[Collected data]
PR #3606, opened 2023-12-19
feat(runtime): Revokable vouchers

breathx:
TODO:
- [x] benchmarks
- [x] docs
- [x] mark deprecated
- [x] additional test for call_legacy impl (?)


common/src/storage/complicated/counter.rs
```diff
@@ -44,6 +44,14 @@ pub trait Counter {
 
     /// Resets stored value by setting default/starting value.
     fn reset();
+
+    /// Increases and returns stored value.
+    ///
+    /// Should be safe from overflow.
+    fn inc_get() -> Self::Value {
```
ekovalev, line 51: Why not let `increase()` return the new counter value?

pallets/gear-voucher/src/lib.rs
```diff
@@ -100,151 +98,413 @@ pub mod pallet {
...
-        /// a caller's responsibility to ensure the consistency of the input parameters.
-        /// - `amount`: The voucher amount.
+        /// Deposits event `VoucherIssued`, that contains `VoucherId` to be
+        /// used by spender for balance-less on-chain interactions.
         ///
-        /// ## Complexity
-        /// O(Z + C) where Z is the length of the call and C its execution weight.
+        /// Arguments:
+        /// * spender:  user id that is eligible to use the voucher;
+        /// * balance:  voucher balance could be used for tx fees and gas,
```
gshep, line 211:
```suggestion
        /// * balance:  voucher balance could be used for transactions fees and gas;
```

pallets/gear-voucher/src/lib.rs
```diff
@@ -100,151 +98,413 @@ pub mod pallet {
...
+            T::Currency::transfer(
+                &owner,
+                &voucher_id.cast(),
+                balance,
+                ExistenceRequirement::KeepAlive,
+            )
+            .map_err(|_| Error::<T>::BalanceTransfer)?;
+
+            // Asserting non-zero validity.
+            ensure!(!validity.is_zero(), Error::<T>::ZeroValidity);
```
gshep, line 251: Better place this check before any access to storage, before asserting amount of programs or after for example.

pallets/gear-voucher/src/lib.rs
```diff
@@ -100,151 +98,413 @@ pub mod pallet {
...
-    impl<T: Config> Pallet<T> {
-        /// Derive a synthesized account ID from an account ID and a program ID.
-        pub fn voucher_id(who: &T::AccountId, program_id: &ProgramId) -> T::AccountId {
-            let entropy = (b"modlpy/voucher__", who, program_id).using_encoded(blake2_256);
-            Decode::decode(&mut TrailingZeroInput::new(entropy.as_ref()))
-                .expect("infinite length input; no invalid inputs for type; qed")
+        /// Revoke existing voucher.
+        ///
+        /// This extrinsic revokes existing voucher, if current block is greater
+        /// than expiration block of the voucher (its no longer valid).
```
gshep, line 310:
```suggestion
        /// than expiration block of the voucher (it is no longer valid).
```

common/src/storage/complicated/counter.rs
gshep: it is used only in one place so looks like the method is unnecessary

pallets/gear-voucher/src/tests.rs
```diff
@@ -1,82 +1,674 @@
...
-// GNU General Public License for more details.
+// // This program is distributed in the hope that it will be useful,
+// // but WITHOUT ANY WARRANTY; without even the implied warranty of
+// // MERCHANTABILITY or FITNESS FOR A PARTICULAR PURPOSE. See the
+// // GNU General Public License for more details.
 
-// You should have received a copy of the GNU General Public License
-// along with this program. If not, see <https://www.gnu.org/licenses/>.
+// // You should have received a copy of the GNU General Public License
+// // along with this program. If not, see <https://www.gnu.org/licenses/>.
```
gshep, line 17: unnecessary comments

pallets/gear/src/mock.rs
```diff
@@ -52,6 +56,62 @@ pub(crate) const USER_3: AccountId = 3;
 pub(crate) const LOW_BALANCE_USER: AccountId = 4;
 pub(crate) const BLOCK_AUTHOR: AccountId = 255;
 
+#[derive(Encode, Decode, Clone, Eq, PartialEq, Default, TypeInfo)]
+pub struct VoucherLegitimate;
+
+impl SignedExtension for VoucherLegitimate {
```
gshep, line 62: The code looks similar to other testing mocks. Can it be refactored anyhow?

gshep (commented):
Good job! :1st_place_medal:

gshep (approved):

pallets/gear-voucher/src/lib.rs
```diff
@@ -100,151 +98,413 @@ pub mod pallet {
...
+        #[pallet::weight(T::WeightInfo::issue())]
         pub fn issue(
             origin: OriginFor<T>,
-            to: AccountIdLookupOf<T>,
-            program: ProgramId,
-            value: BalanceOf<T>,
+            spender: AccountIdOf<T>,
+            balance: BalanceOf<T>,
+            programs: Option<BTreeSet<ProgramId>>,
+            validity: BlockNumberFor<T>,
```
techraed, line 225: isn't _duration_ a common name for that?

runtime/vara/src/lib.rs
```diff
@@ -1057,9 +1064,7 @@ pub struct DelegateFeeAccountBuilder;
 impl DelegateFee<RuntimeCall, AccountId> for DelegateFeeAccountBuilder {
     fn delegate_fee(call: &RuntimeCall, who: &AccountId) -> Option<AccountId> {
         match call {
-            RuntimeCall::GearVoucher(pallet_gear_voucher::Call::call { call }) => {
-                GearVoucher::sponsor_of(who, call)
-            }
+            RuntimeCall::GearVoucher(voucher_call) => voucher_call.sponsored_by(who.clone()),
```
techraed, line 1067: not related to this PR, but better to open a separate issue for the TODO over the `DelegateFee` trait impl.

pallets/gear-voucher/src/lib.rs
```diff
@@ -100,151 +98,413 @@ pub mod pallet {
...
-        payload: Vec<u8>,
-        gas_limit: u64,
-        value: Balance,
-        keep_alive: bool,
-    },
-}
+            // Optionally extends whitelisted programs with amount validation.
+            if let Some(extra_programs) = append_programs {
+                if let Some(mut new_programs) = extra_programs {
+                    if let Some(ref mut programs) = voucher.programs {
```
techraed, line 445: are there any security reasons for not setting `programs` if `voucher.programs.is_none()`?

pallets/payment/src/tests.rs
```diff
@@ -584,17 +599,17 @@ fn fee_payer_replacement_works() {
         let weight = Weight::from_parts(1_000, 0);
 
         let pre = CustomChargeTransactionPayment::<Test>::from(0)
-            .pre_dispatch(&ALICE, call, &info_from_weight(weight), len)
+            .pre_dispatch(&BOB, call, &info_from_weight(weight), len)
             .unwrap();
 
         let fee_weight = WeightToFeeFor::<Test>::weight_to_fee(&weight);
 
         // Alice hasn't paid fees
```
ekovalev, line 607: Should be `// Bob hasn't paid fees`, should it not?

pallets/gear-voucher/src/lib.rs
ekovalev: > isn't _duration_ a common name for that?

If not _validity_, it'd rather be _expiry_ than _duration_: this value determines until which block a voucher is valid, not for how many blocks it's going to be valid.

pallets/gear-voucher/src/internal.rs
```diff
@@ -0,0 +1,202 @@
...
+        self.programs
+            .as_ref()
+            .map(|v| v.contains(&program_id))
+            .unwrap_or(true)
+    }
+}
+
+/// Prepaid call to be executed on-chain.
+#[derive(Debug, Clone, Encode, Decode, TypeInfo, PartialEq, Eq, PartialOrd, Ord)]
+pub enum PrepaidCall<Balance> {
```
ekovalev, line 77: Couldn't we get away without this artificial type? It only serves for the purpose of validating a random call eligibility for being "prepaid". We could pass a usual call filter associated type that would filter out illegitimate calls, could we? Which, in my opinion, would be a more "Substrate-idiomatic" way. Or am I missing something?

ekovalev: This way there would be no need for a custom call dispatcher.

pallets/gear-voucher/src/internal.rs
```diff
@@ -0,0 +1,202 @@
...
+                Self::destination_program(&origin, call).ok_or(Error::<T>::UnknownDestination)?;
+
+            ensure!(
+                programs.contains(&destination),
+                Error::<T>::InappropriateDestination
+            );
+        }
+
+        ensure!(
+            <frame_system::Pallet<T>>::block_number() <= voucher.validity,
```
ukint-vs, line 165: Voucher validity should be checked before destination

pallets/gear-voucher/src/lib.rs
ukint-vs: the exact expiration block number seems more logical for using the voucher

runtime/vara/src/lib.rs
```diff
@@ -1108,6 +1114,62 @@ impl pallet_vesting::Config for Runtime {
     const MAX_VESTING_SCHEDULES: u32 = 28;
 }
 
+#[derive(Encode, Decode, Clone, Eq, PartialEq, Default, TypeInfo)]
+pub struct VoucherLegitimate;
+
+impl SignedExtension for VoucherLegitimate {
+    const IDENTIFIER: &'static str = "VoucherLegitimate";
```
grishasobol, line 1121: Could you explain please the reason of this additional validation? In order to save money for somebody who uses voucher wrong?

grishasobol (approved):

pallets/gear-voucher/src/tests.rs
```diff
@@ -1,82 +1,674 @@
...
+                Some(Some(set)),
+                // prolong validity
+                None,
+            ),
+            Error::<Test>::MaxProgramsLimitExceeded
         );
     });
 }
+
+mod utils {
```
techraed, line 622: It's a good practice when you read functions from top to bottom (from caller to callee), it really makes increases readability. But here and in `internal.rs` it's a reversed order.

techraed (commented):
Would be nice to test voucher pallet calls being consistent with each other, like 1) test that after calling dispatcher on voucher several times the free balance of a voucher decreases and 2) test that expected surplus is returned when revoke is called.

Can't see how vouchers are deleted. I guess it's planned to remove them in `revoke`. But what about outdated vouchers that aren't revoked or updated for too long?

pallets/gear-voucher/src/internal.rs
```diff
@@ -0,0 +1,202 @@
...
+    fn dispatch(
+        account_id: Self::AccountId,
+        sponsor_id: Self::AccountId,
+        call: PrepaidCall<Self::Balance>,
+    ) -> DispatchResultWithPostInfo;
+}
+
+impl<T: Config> Pallet<T> {
+    /// Derive a synthesized account ID from an account ID and a program ID.
+    pub fn voucher_id(who: &T::AccountId, program_id: &ProgramId) -> T::AccountId {
```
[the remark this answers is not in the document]
techraed: maybe move to separate `impl` - that would be more explicit

pallets/gear-voucher/src/internal.rs
```diff
@@ -0,0 +1,202 @@
...
+
+/// Type containing all data about voucher.
+#[derive(Debug, Encode, Decode, TypeInfo)]
+pub struct VoucherInfo<AccountId, BlockNumber> {
+    /// Owner of the voucher.
+    /// May be different to original issuer.
+    /// Owner manages and claims back remaining balance of the voucher.
+    pub owner: AccountId,
+    /// Set of programs this voucher could be used to interact with.
+    /// In case of None means any gear program.
```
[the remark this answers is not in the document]
thecaralice: What about this?

```rs
    /// In case of [`None`] means any gear program.
```

See [rustdoc documentation](https://doc.rust-lang.org/rustdoc/write-documentation/linking-to-items-by-name.html#linking-to-items-by-name)

pallets/gear-voucher/src/lib.rs
```diff
@@ -100,151 +98,413 @@ pub mod pallet {
...
+            append_programs: Option<Option<BTreeSet<ProgramId>>>,
+            prolong_validity: Option<BlockNumberFor<T>>,
+        ) -> DispatchResultWithPostInfo {
+            // Ensuring origin.
+            let origin = ensure_signed(origin)?;
+
+            // Querying voucher.
+            let Some(mut voucher) = Vouchers::<T>::get(spender.clone(), voucher_id) else {
+                return Err(Error::<T>::InexistentVoucher.into());
+            };
```
thecaralice, line 411:
```suggestion
            let mut voucher = Vouchers::<T>::get(spender.clone(), voucher_id).ok_or(Error::<T>::InexistentVoucher)?;
```

common/src/storage/complicated/counter.rs
thecaralice: +1

pallets/gear/src/mock.rs
breathx: Nope: due to inability to cast some specific `mock*::RuntimeCall` into ref to `pallet_gear_voucher::Call`

pallets/gear-voucher/src/lib.rs
breathx: > could be the case that some decided to restrict usage of the voucher

we're allowing only extending voucher functionality. if you're about to restrict it - revoke on expiration and issue to user a new one

required by the business logic to support trust-less interactions between issuers and users

pallets/gear-voucher/src/lib.rs
```diff
@@ -100,151 +98,413 @@ pub mod pallet {
...
+            origin: OriginFor<T>,
+            spender: AccountIdOf<T>,
+            voucher_id: VoucherId,
+        ) -> DispatchResultWithPostInfo {
+            // Ensuring origin.
+            let origin = ensure_signed(origin)?;
+
+            // Querying voucher data.
+            // NOTE: currently getting instead of taking value.
+            let Some(voucher) = Vouchers::<T>::get(spender.clone(), voucher_id) else {
```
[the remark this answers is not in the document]
breathx: Due to proper handling of gas tree on vouchers pallet side some gas can still return to the account that is attached to some voucher so it was decided not to remove voucher until we implement proper refcounting to it.

pallets/gear-voucher/src/lib.rs
```diff
@@ -100,151 +98,413 @@ pub mod pallet {
...
+            // Casting voucher id into voucher account id.
+            let voucher_id_acc = voucher_id.cast();
+
+            // Querying voucher account id balance.
+            let voucher_balance = T::Currency::free_balance(&voucher_id_acc);
+
+            // If balance of the voucher account is not zero, than transferring
+            // all the funds to voucher owner and depositing event
+            // `VoucherRevoked`, otherwise call is Noop.
+            if !voucher_balance.is_zero() {
```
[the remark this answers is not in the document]
breathx: It would be exactly dirty. No reason to spam events while operation was no-op on storage

pallets/gear-voucher/src/tests.rs
```diff
@@ -1,82 +1,674 @@
...
     new_test_ext().execute_with(|| {
-        let program_id = H256::from(b"some//quasy//random//program//id").cast();
-        let synthesized = Voucher::voucher_id(&BOB, &program_id);
+        let program_id = H256::random().cast();
 
+        let alice_balance = Balances::free_balance(ALICE);
+
+        let voucher_id = utils::issue(ALICE, BOB, program_id);
+        assert_ok!(voucher_id);
+        let voucher_id = voucher_id.unwrap();
```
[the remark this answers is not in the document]
breathx: Initially it had better ui and we use this approach some places else but ok

pallets/gear-voucher/src/lib.rs
```diff
@@ -100,151 +98,413 @@ pub mod pallet {
...
+            };
+
+            // NOTE: currently ensuring that owner revokes voucher.
+            ensure!(voucher.owner == origin, Error::<T>::BadOrigin);
+
+            // Ensuring voucher is no longer valid.
+            ensure!(
+                <frame_system::Pallet<T>>::block_number() > voucher.validity,
+                Error::<T>::IrrevocableYet
+            );
```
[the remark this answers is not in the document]
breathx: Same answer as for restricting voucher functionality: consumer/user of the voucher must have 100% guarantees that owner of the voucher is unable to revoke it anytime they want: imagine case when I paid for gas (voucher) you by fiat money etc

pallets/gear-voucher/src/benchmarking.rs
```diff
@@ -16,16 +16,14 @@
...
-#[allow(unused)]
-use crate::Pallet as GearVoucher;
 use crate::*;
 use common::{benchmarking, Origin};
-use frame_benchmarking::{benchmarks, impl_benchmark_test_suite};
+use frame_benchmarking::{benchmarks, impl_benchmark_test_suite, Zero};
 use frame_support::traits::Currency;
 use frame_system::RawOrigin;
-use sp_runtime::traits::UniqueSaturatedInto;
+use sp_runtime::traits::{One, UniqueSaturatedInto};
```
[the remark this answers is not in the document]
breathx: Can't see any problem of reading it cause its common reimports for pallets

pallets/gear-voucher/src/mock.rs
```diff
@@ -99,8 +113,18 @@ impl Mailbox for MailboxMock {
...
     }
-    fn peek(_key1: &Self::Key1, _key2: &Self::Key2) -> Option<Self::Value> {
-        unimplemented!()
+    fn peek(key1: &Self::Key1, key2: &Self::Key2) -> Option<Self::Value> {
+        if *key2 == MAILBOXED_MESSAGE {
+            Some(UserStoredMessage::new(
+                MAILBOXED_MESSAGE,
+                MAILBOXED_PROGRAM,
+                (*key1).cast(),
+                vec![].try_into().unwrap(),
```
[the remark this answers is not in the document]
breathx: https://github.com/gear-tech/gear/issues/3641

pallets/gear-voucher/src/internal.rs
breathx: Yeah, but it seems weird to accept the type of call where 98% are invalid and couldn't be used with voucher logic.
With approach of separate enum type we
1) increase ui for polkajs and similars;
2) specify exact calls that could be processed (instead of misleading to all of them)
3) (:c) have overhead of a custom call dispatcher, but it seems fine for me

Furthermore, it's considering for future to issue vouchers for some specific actions: e.g. only send_messages or anything else: there will be problems parsing runtime call every time (or implementing try into manually)

pallets/gear-voucher/src/mock.rs
```diff
@@ -117,6 +141,7 @@ impl pallet_gear_voucher::Config for Test {
     type WeightInfo = ();
     type CallsDispatcher = ();
```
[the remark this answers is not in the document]
breathx: It will require a lot of other thing to be implemented in the mock. Can't see any reason for that cause this pallet tests vouchers logic totally except processing of the messages it sends, but we have those tests in pallet gear (where processing is implemented)

pallets/gear-voucher/src/tests.rs
```diff
@@ -1,82 +1,674 @@
...
+            PrepaidCall::SendReply {
+                reply_to_id: MAILBOXED_MESSAGE,
+                payload: vec![],
+                gas_limit: 0,
+                value: 0,
+                keep_alive: false
+            },
+        ));
+
+        // Always ok.
```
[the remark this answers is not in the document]
breathx: added comment
it's not because of `()` impl

pallets/gear-voucher/src/internal.rs
ekovalev: Regarding the last argument, if we look at the Substrate's own `proxy` pallet, we'll see quite a similar use case: there they have a hierarchy of `ProxyTypes`, and filter calls based on what a specific proxy can or cannot do. It looks a bit complicated, I agree, but that's what they do.
Anyway, if you think your approach is better (apart from being more readable), then I'm fine.

ekovalev:
General comment: the original idea of having a separate pallet for vouchers as opposed to implementing the whole machinery using "in-built" Substrate proxies was to reduce complexity - that's why the original implementation was so light-weight, even though it lacked many features. Now I have a gut feeling that going the "proxy" way (and even having delegated fees with it) wouldn't seem too complex already. And if we continue introducing more functionality (like dedicated vouchers for specific actions) that'll make the similarity with `ProxyType`'s hierarchy even more obvious.
Just my two cents ).
Otherwise all is good.

pallets/gear-voucher/src/internal.rs
breathx: The topic is always open and I think we can change the solution implementation a bit later. Atm this is how ecosystem images their interactions with vouchers

ekovalev (approved):

pallets/gear-voucher/src/lib.rs
techraed: right, that's more trust-less, agree

techraed (commented):
> Can't see how vouchers are deleted. I guess it's planned to remove them in `revoke`. But what about outdated vouchers that aren't revoked or updated for too long?

@breathx could you address this?

gshep (approved):

breathx:
> > Can't see how vouchers are deleted. I guess it's planned to remove them in `revoke`. But what about outdated vouchers that aren't revoked or updated for too long?
> 
> @breathx could you address this?

https://github.com/gear-tech/gear/pull/3606#discussion_r1443014312

Outdated vouchers would be able to be revoked some time soon by anyone who's interested in it: for example, block producers to reduce storage consumption for free

techraed (approved):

### Work required
Report how many lines of the data above include "planned", giving the number and no other words.

### Response to the exercise
3